Justificativa para a ampliação
A extensão da proteção a casais homoafetivos masculinos decorre da lógica de violência baseada em gênero, não em sexo biológico.
“Vivemos em uma sociedade marcada pelo machismo que influencia inclusive as relações homoafetivas. Assim, casais masculinos ou femininos podem reproduzir assimetrias de gênero socialmente construídas”, descreve Ortega.
“Isso porque a socialização dos homens gays pode gerar expressões de gênero diversas, variando do ultramasculino ao afeminado. Porém, a feminilidade em corpos masculinos é socialmente estigmatizada e associada à subalternidade, o que pode gerar dinâmicas assimétricas que reproduzem padrões de dominação, deixando-os suscetíveis à violência doméstica. O ponto central, portanto, não é a identidade, mas a expressão de gênero”, diferencia Ortega.
Como acionar a Lei Maria da Penha sendo homoafetivo?
“A vítima mulher, incluindo trans, pode se dirigir a qualquer delegacia, seja comum ou a da mulher. Homens gays devem ir a uma delegacia comum. Caso o pedido não seja atendido, todos podem procurar o Ministério Público ou a Defensoria Pública”, orienta Ortega.
Reis, porém, lembra que a definição sobre qual delegacia procurar ainda compete aos estados e ao Distrito Federal (DF). “No mundo ideal, todas as delegacias deveriam ser capazes de atender todos os tipos de casos, mas sabemos que as delegacias especializadas ainda são úteis e necessárias no mundo real.

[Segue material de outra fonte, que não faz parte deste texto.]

Issue #1880, opened 2022-02-08
Support .Net 6 


eaydemir:
Support .Net 6 System.Text.Json library.

its only work with newtonsoft.json

bzuidgeest:
This is basically a duplicate of #1347

dvdsgl:
Fixed in #1997

PR #1944, opened 2022-05-08
Add "C# (System.Text.Json)" support

### LINKED ISSUE #1347: Support for .Net Core 3 Json library
.Net Core 3 comes with its own set of classes to serialise and deserialise JSON, located in the `System.Text.Json` and `System.Text.Json.Serialization`.
Previous versions used to rely on `Newtonsoft.Json` and `Newtonsoft.Json.Converters` instead.

This also means some attribute names need to be adapted:
```
        [JsonProperty("id")]
        public Guid Id { get; set; }
```
becomes 
```
        [JsonPropertyName("id")]
        public Guid Id { get; set; }
```

Serialisation of enums to string can be done this way
```
    [JsonConverter(typeof(JsonStringEnumConverter))]
    public enum Color { Red, Green, Blue };
```
but cannot be done by involving `JsonReader` and `JsonWriter` like it was in previous versions.

It would be nice to be able to choose between Newtonsoft.Json and System.Text.Json when using quicktype to create classes from Json.

Here is a good starting place to understand the changes I am refering to:
https://docs.microsoft.com/en-us/dotnet/core/whats-new/dotnet-core-3-0#fast-built-in-json-support

Cheers!

doggy8088:
This PR fixes #1347 and #1880

- Target Language Name: `C# (System.Text.Json)`
- Support `DateOnly` and `TimeOnly` (.NET 6)
- Pass all test samples (`test\inputs\json\samples\*.json`)


dvdsgl:
@doggy8088 thank you! Your branch is now up-to-date and running in CI, but I see test failures for your implementation–please take a look.

dvdsgl:
Moved to #1997

PR #3016, opened 2026-07-20
fix(schema): preserve property declaration order from JSON Schema

### LINKED ISSUE #2698: [BUG]: bug description here
## Issue Type

issue with quicktype output

Input Format:  json schema
Output Language: typescript

Version: quicktype-core@18.0.15

## Description

option: `alphabetizeProperties: false` does not work

The output properties should be ordered by properties order in schama

## Current Behaviour / Output

The output properties are ordered by alphabet order

## Steps to Reproduce

```
async function quicktypeJSONSchema(targetLanguage: string, typeName: string, jsonSchemaString: string) {
    const schemaInput = new JSONSchemaInput(new FetchingJSONSchemaStore());

    // We could add multiple schemas for multiple types,
    // but here we're just making one type from JSON schema.
    await schemaInput.addSource({ name: typeName, schema: jsonSchemaString });

    inputData.addInput(schemaInput);

    return await quicktype({
        inputData,
        lang: targetLanguage,
        allPropertiesOptional: false,
        alphabetizeProperties: false,
        rendererOptions: {
          preferUnions: true,
          preferConstValues: true,
        }
    });
}
```

schani:
## The bug

`alphabetizeProperties: false` (the default) had no effect on JSON Schema
input — generated properties were always alphabetized, regardless of the
option. The equivalent JSON (non-schema) input correctly preserved
declaration order.

Repro:

```
node dist/index.js --lang typescript --src-lang schema -t TopLevel schema.json --just-types
```

with a schema declaring properties `zebra, mango, apple, delta, banana`
produced `apple, banana, delta, mango, zebra` (alphabetized) instead of
the schema's declaration order.

## Root cause

`makeObject` in `packages/quicktype-core/src/input/JSONSchemaInput.ts`
defaulted its `sortKey` parameter to `(k) => k.toLowerCase()` and always
ran properties through `mapSortBy`, discarding the schema's declared
property order at type-building time — before the renderer-level
`alphabetizeProperties` option (in `ConvenienceRenderer.ts`) ever got a
chance to apply. That renderer option only ever *adds* alphabetical
sorting when explicitly set to `true`; it has no way to recover an order
that was already thrown away upstream. JSON (non-schema) input never went
through this code path, so it worked correctly.

## The fix

`sortKey` is now optional. When no sort key is supplied (the common case),
properties keep their original object insertion order (which reflects
schema declaration order). The one place that already computed a sort key
— the `quicktypePropertyOrder` schema extension — continues to work
exactly as before. `alphabetizeProperties: true` continues to sort at
render time, unaffected by this change.

## Test coverage

Added `test/inputs/schema/property-order.schema` with a corresponding
`property-order.1.json` sample:
- top-level properties declared out of alphabetical order, to verify
  default declaration-order preservation
- a nested `ordered` object using the `quicktypePropertyOrder` extension,
  to verify that mechanism still works

The `typescript` fixture driver (`test/fixtures/typescript/main.ts`) was
extended to assert, for this specific sample, that the generated code's
round-tripped JSON key order matches the input's key order — this is the
only fixture-level way to observe property *order* rather than just
round-trip value correctness.

## Verification

- Added the fixture test first and confirmed it failed against the
  pre-fix code (alphabetized order didn't match expected declaration
  order).
- Applied the fix; re-ran and confirmed it passes.
- Manually re-ran the original repro from the issue — output now
  preserves declaration order (`zebra, mango, apple, delta, banana`).
- Manually verified `--alphabetize-properties` still alphabetizes as
  expected.
- `npm run build` passes.
- `QUICKTEST=true FIXTURE=schema-typescript script/test` — all 71 tests
  pass, including the new `property-order.schema` fixture.
- Did not run the full multi-language fixture suite locally; CI will
  cover the remaining languages.

Fixes #2698.


test/fixtures/typescript/main.ts
```diff
@@ -10,4 +10,16 @@ const json = fs.readFileSync(sample);
 const value = TopLevel.Convert.toTopLevel(json);
 const backToJson = TopLevel.Convert.topLevelToJson(value);
 
+if (sample.endsWith("property-order.1.json")) {
```
schani, line 13: This is a shit way of testing this. The fixtures should never special-case for specific test cases!!! Find a clean way of testing this!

Por isso, é importante a contratação de advogado para uma melhor assistência de acordo com a realidade da sua localidade”, orienta Reis.
“Inclusive, alguns gestores públicos já nos pediram recomendações sobre como proceder”, compartilha o presidente da Abrafh.
Diferenças entre os processos
Praticamente todas as medidas protetivas listadas pela lei a casais heterossexuais podem ser aplicadas a casais homoafetivos, incluindo:
- Suspensão da posse ou restrição do porte de arma do agressor;
- Afastamento do lar ou do local de convivência com a vítima;
- Proibição de aproximação da vítima, de seus familiares e de testemunhas, com fixação de distância mínima;
- Proibição de contato com a vítima, seus familiares e testemunhas por qualquer meio de comunicação;
- Restrição ou suspensão de visitas aos dependentes menores;
- Prestação de alimentos provisionais ou provisórios;
- Comparecimento do agressor a programas de recuperação e reeducação;
“Essas medidas são concedidas em um procedimento simplificado e têm caráter cautelar, visando a proteção imediata da vítima. É possível solicitá-las, inclusive, durante processo de divórcio e guarda de filhos”, ressalta Barcellos.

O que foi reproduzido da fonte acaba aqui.